*EXERCISE OBJECTIVE*.
Transcribe the listing below in its entirety.

☆ ☆ ☆ ☆

PR #40, opened 2015-08-04
Fix port ranges in PF rule generator

### LINKED ISSUE #38: [PATCH] PF rule generator handles port range incorrectly
```
The PF rule generator doesn't emit port ranges correctly, instead it just emits 
only the low and high ports of the range.

Patch against r245.

As an aside: where is capirca moving to now that code is shutting down?
```

Original issue reported on code.google.com by `jethrobe...@gmail.com` on 26 Apr 2015 at 10:25

Attachments:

☆ ☆ ☆ ☆

*TASK ANSWER*.
PR #40, opened 2015-08-04
Fix port ranges in PF rule generator

### LINKED ISSUE #38: [PATCH] PF rule generator handles port range incorrectly
```
The PF rule generator doesn't emit port ranges correctly, instead it just emits 
only the low and high ports of the range.

Patch against r245.

As an aside: where is capirca moving to now that code is shutting down?
```

Original issue reported on code.google.com by `jethrobe...@gmail.com` on 26 Apr 2015 at 10:25

Attachments:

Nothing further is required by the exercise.